## Requirement
From the first line to the last, write out the records below exactly as they appear.

## Data
PR #1994, opened 2024-10-21
feat: add preview link sharing with QR code

stipsan:
# Introducing Preview Sharing :sparkles:

https://github.com/user-attachments/assets/ebadcbd1-a082-40b3-9814-04cd4dccb8e5

Preview Sharing creates share links with codes that are valid for as long as you want them to be. Toggling sharing off/on will create a new code that makes previous URLs no longer valid. 
It also shows a QR code to enable quickly opening a PR on your phone to test your content in context before publishing it.

## Prerequisites

For the menu to show up you'll need to have preview mode configured:

```tsx
presentationTool({
  previewUrl: {
    previewMode: { // or `previewMode`
      enable: '/api/draft-mode/enable' // <- required
    }
  }
})
```

And to use `@sanity/preview-kit` v2 in your app for calling `validatePreviewUrl` in your API route, v1 doesn't support the new custom-duration preview URL secrets used to authenticate the request to see draft content.

### Permissions

By default only Editor's or above can toggle sharing, although Enterprise plans with custom roles can change this.

## Opting out

The menu is enabled by default when `previewMode.enable` is setup. You can turn it off by setting `shareAccess` to `false`.
```tsx
presentationTool({
  previewUrl: {
    previewMode: {
      enable: '/api/draft-mode/enable',
      shareAccess: false // <- disable the QR code preview sharing menu
    }
  }
})
```


rdunk (approved):
Awesome, this is very cool.

PR #2002, opened 2024-10-21
fix(schema-extract): handle `title` sometimes being a React node

stipsan:
This one is a [bit tricky to reproduce on this repo](https://github.com/sanity-io/visual-editing/pull/2002/commits/8968474aaa1395caece33a03f6553631f4dd50ec), since it's also breaking `sanity schema extract` which we use for TypeGen:

```
      name: 'media',
      // @ts-expect-error this is actually allowed at runtime
      title: <>Media</>,
```
Having JSX in a `title` anywhere in the schema will cause a crash that causes the comlink connection to be lost:

Uncaught error

It's currently happening if you go to the [Test Studio](https://test-studio.sanity.dev/presentation/presentation/simpleBlock/eed1de44-4731-48f5-ab77-ea50a82dfef9?preview=%2Fpreview%2Findex.html) over at the `sanity` monorepo.

### DIFF
--- a/packages/@repo/sanity-schema/src/page-builder-demo/index.tsx
+++ b/packages/@repo/sanity-schema/src/page-builder-demo/index.tsx
@@ -30,7 +30,9 @@ const productType = defineType({
     defineField({
       type: 'array',
       name: 'media',
-      title: 'Media',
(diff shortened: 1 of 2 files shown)


rdunk (approved):
Thank you!

PR #2026, opened 2024-10-22
fix(visual-editing): resolve inline schema types when getting fields

rdunk:
This adds support for resolving inline fields, for example given the following schema types:

```ts
const fooType = defineType({
  type: 'object',
  name: 'foo',
  fields: [{type: 'string', name: 'title'}],
})

const barType = defineType({
  type: 'object',
  name: 'bar',
  fields: [
    {
      name: 'foo',
      type: 'foo',
    },
  ],
})
```

Visual editing will currently error when hovering over overlays which have a path that corresponds to some inline field (or a field nested inside one). This PR fixes that.


stipsan (approved):
Splendid 💖

PR #2035, opened 2024-10-23
chore(drag-and-drop): minimap stability, drag enablement

georgedoescode:
- Fixes a bug where certain `overflow` and `height` values on the document root allow scrolling while the minimap is open 
- Only enables drag and drop where `data-sanity` attribution is explicitly applied. Right now we have some issues mutating primitive arrays, and it feels generally safer (and in line with the docs) to require this.


stipsan (approved):
Thank you! 💖

PR #2036, opened 2024-10-23
fix: resolve issues with newly added canary features

rdunk:
This PR contains quite a few fixes related to features recently merged into `main` from `canary`. LMK if you'd like these to be split into separate PRs! I'd recommend reviewing each commit in turn if not.

Key commits explained below:

#### fix(visual-editing): support schema inline array items
Fixes a bug reported earlier today where trying to resolve an inline array item field from the schema would throw an error. High importance as hovering over overlay elements now triggers field resolution, so if an overlay's path points to an inline array item, an uncaught error is thrown.

#### fix: correctly handle popups
Previously new comlink targets for popups were added by using the `.size` of a Set stored as state as a `useEffect` dependency, but `.add()` was being called directly, rather than the `Set` being replaced using `setState`, which I believe failed to trigger the `useEffect`.

#### fix(presentation): suppress postMessage warnings
Prevents Presentation's comlink controller from initialising until the iframe has loaded, which suppresses the annoying `postMessage` warnings.

#### fix: support document snapshots on delayed comlink init
Fixes an issue where the welcome event was only emitted when Presentation initialised, and so would not be replayed to new window contexts, meaning document snapshots would not be fetched.

#### fix: enable optimistic features only when supported
Disables new features when communicating with an outdated version of Presentation that doesn't support mutations or in contexts where the optimistic actor is unavailable. Drag and drop, context menu, custom component mounting, etc. 

#### fix: explicit perspective fetching / fix: explicit schema fetching
Adds methods for explicitly fetching information needed when a context is initialised. Previously window contexts relied on Presentation blindly emitting some initial events, which means that any newly added contexts (popups) would not receive them.

### DIFF
--- a/packages/presentation/src/PostMessagePerspective.tsx
+++ b/packages/presentation/src/PostMessagePerspective.tsx
@@ -1,0 +1,31 @@
+import type {ClientPerspective} from '@sanity/client'
+import {memo, useEffect, type FC} from 'react'
+import type {VisualEditingConnection} from './types'
+
+export interface PostMessagePerspectiveProps {
+  comlink: VisualEditingConnection
+  perspective: ClientPerspective
+}
+
+const PostMessagePerspective: FC<PostMessagePerspectiveProps> = (props) => {
+  const {comlink, perspective} = props
+
+  // Return the perspective when requested
+  useEffect(() => {
+    return comlink.on('visual-editing/fetch-perspective', () => ({
+      perspective,
+    }))
+  }, [comlink, perspective])
+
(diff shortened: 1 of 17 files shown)


stipsan (dismissed):
Stellar work! Once the build is green and the merge conflicts are taken care of I say let's go 🏎️ 💨

rdunk:
> Stellar work! Once the build is green and the merge conflicts are taken care of I say let's go 🏎️ 💨

Damn, it's late. All resolved, and thanks for reviewing. 🙇

stipsan (approved):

## Task result
PR #1994, opened 2024-10-21
feat: add preview link sharing with QR code

stipsan:
# Introducing Preview Sharing :sparkles:

https://github.com/user-attachments/assets/ebadcbd1-a082-40b3-9814-04cd4dccb8e5

Preview Sharing creates share links with codes that are valid for as long as you want them to be. Toggling sharing off/on will create a new code that makes previous URLs no longer valid. 
It also shows a QR code to enable quickly opening a PR on your phone to test your content in context before publishing it.

## Prerequisites

For the menu to show up you'll need to have preview mode configured:

```tsx
presentationTool({
  previewUrl: {
    previewMode: { // or `previewMode`
      enable: '/api/draft-mode/enable' // <- required
    }
  }
})
```

And to use `@sanity/preview-kit` v2 in your app for calling `validatePreviewUrl` in your API route, v1 doesn't support the new custom-duration preview URL secrets used to authenticate the request to see draft content.

### Permissions

By default only Editor's or above can toggle sharing, although Enterprise plans with custom roles can change this.

## Opting out

The menu is enabled by default when `previewMode.enable` is setup. You can turn it off by setting `shareAccess` to `false`.
```tsx
presentationTool({
  previewUrl: {
    previewMode: {
      enable: '/api/draft-mode/enable',
      shareAccess: false // <- disable the QR code preview sharing menu
    }
  }
})
```


rdunk (approved):
Awesome, this is very cool.

PR #2002, opened 2024-10-21
fix(schema-extract): handle `title` sometimes being a React node

stipsan:
This one is a [bit tricky to reproduce on this repo](https://github.com/sanity-io/visual-editing/pull/2002/commits/8968474aaa1395caece33a03f6553631f4dd50ec), since it's also breaking `sanity schema extract` which we use for TypeGen:

```
      name: 'media',
      // @ts-expect-error this is actually allowed at runtime
      title: <>Media</>,
```
Having JSX in a `title` anywhere in the schema will cause a crash that causes the comlink connection to be lost:

Uncaught error

It's currently happening if you go to the [Test Studio](https://test-studio.sanity.dev/presentation/presentation/simpleBlock/eed1de44-4731-48f5-ab77-ea50a82dfef9?preview=%2Fpreview%2Findex.html) over at the `sanity` monorepo.

### DIFF
--- a/packages/@repo/sanity-schema/src/page-builder-demo/index.tsx
+++ b/packages/@repo/sanity-schema/src/page-builder-demo/index.tsx
@@ -30,7 +30,9 @@ const productType = defineType({
     defineField({
       type: 'array',
       name: 'media',
-      title: 'Media',
(diff shortened: 1 of 2 files shown)


rdunk (approved):
Thank you!

PR #2026, opened 2024-10-22
fix(visual-editing): resolve inline schema types when getting fields

rdunk:
This adds support for resolving inline fields, for example given the following schema types:

```ts
const fooType = defineType({
  type: 'object',
  name: 'foo',
  fields: [{type: 'string', name: 'title'}],
})

const barType = defineType({
  type: 'object',
  name: 'bar',
  fields: [
    {
      name: 'foo',
      type: 'foo',
    },
  ],
})
```

Visual editing will currently error when hovering over overlays which have a path that corresponds to some inline field (or a field nested inside one). This PR fixes that.


stipsan (approved):
Splendid 💖

PR #2035, opened 2024-10-23
chore(drag-and-drop): minimap stability, drag enablement

georgedoescode:
- Fixes a bug where certain `overflow` and `height` values on the document root allow scrolling while the minimap is open 
- Only enables drag and drop where `data-sanity` attribution is explicitly applied. Right now we have some issues mutating primitive arrays, and it feels generally safer (and in line with the docs) to require this.


stipsan (approved):
Thank you! 💖

PR #2036, opened 2024-10-23
fix: resolve issues with newly added canary features

rdunk:
This PR contains quite a few fixes related to features recently merged into `main` from `canary`. LMK if you'd like these to be split into separate PRs! I'd recommend reviewing each commit in turn if not.

Key commits explained below:

#### fix(visual-editing): support schema inline array items
Fixes a bug reported earlier today where trying to resolve an inline array item field from the schema would throw an error. High importance as hovering over overlay elements now triggers field resolution, so if an overlay's path points to an inline array item, an uncaught error is thrown.

#### fix: correctly handle popups
Previously new comlink targets for popups were added by using the `.size` of a Set stored as state as a `useEffect` dependency, but `.add()` was being called directly, rather than the `Set` being replaced using `setState`, which I believe failed to trigger the `useEffect`.

#### fix(presentation): suppress postMessage warnings
Prevents Presentation's comlink controller from initialising until the iframe has loaded, which suppresses the annoying `postMessage` warnings.

#### fix: support document snapshots on delayed comlink init
Fixes an issue where the welcome event was only emitted when Presentation initialised, and so would not be replayed to new window contexts, meaning document snapshots would not be fetched.

#### fix: enable optimistic features only when supported
Disables new features when communicating with an outdated version of Presentation that doesn't support mutations or in contexts where the optimistic actor is unavailable. Drag and drop, context menu, custom component mounting, etc. 

#### fix: explicit perspective fetching / fix: explicit schema fetching
Adds methods for explicitly fetching information needed when a context is initialised. Previously window contexts relied on Presentation blindly emitting some initial events, which means that any newly added contexts (popups) would not receive them.

### DIFF
--- a/packages/presentation/src/PostMessagePerspective.tsx
+++ b/packages/presentation/src/PostMessagePerspective.tsx
@@ -1,0 +1,31 @@
+import type {ClientPerspective} from '@sanity/client'
+import {memo, useEffect, type FC} from 'react'
+import type {VisualEditingConnection} from './types'
+
+export interface PostMessagePerspectiveProps {
+  comlink: VisualEditingConnection
+  perspective: ClientPerspective
+}
+
+const PostMessagePerspective: FC<PostMessagePerspectiveProps> = (props) => {
+  const {comlink, perspective} = props
+
+  // Return the perspective when requested
+  useEffect(() => {
+    return comlink.on('visual-editing/fetch-perspective', () => ({
+      perspective,
+    }))
+  }, [comlink, perspective])
+
(diff shortened: 1 of 17 files shown)


stipsan (dismissed):
Stellar work! Once the build is green and the merge conflicts are taken care of I say let's go 🏎️ 💨

rdunk:
> Stellar work! Once the build is green and the merge conflicts are taken care of I say let's go 🏎️ 💨

Damn, it's late. All resolved, and thanks for reviewing. 🙇

stipsan (approved):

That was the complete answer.